# Task data:
Issue #2525, opened 2024-12-05
Delete gl-oci manifest github artifacts after workflow run of upload_oci.yml


paulphys:
We should delete them as they're no longer needed after the workflow run and otherwise clog up the list of build artifacts

paulphys:
We should delete them as they're no longer needed after the workflow run and otherwise clog up the list of build artifacts

PR #2531, opened 2024-12-09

# Work order:
Print the material verbatim, all of it.

# Completed exercise:
Issue #2525, opened 2024-12-05
Delete gl-oci manifest github artifacts after workflow run of upload_oci.yml


paulphys:
We should delete them as they're no longer needed after the workflow run and otherwise clog up the list of build artifacts

paulphys:
We should delete them as they're no longer needed after the workflow run and otherwise clog up the list of build artifacts

PR #2531, opened 2024-12-09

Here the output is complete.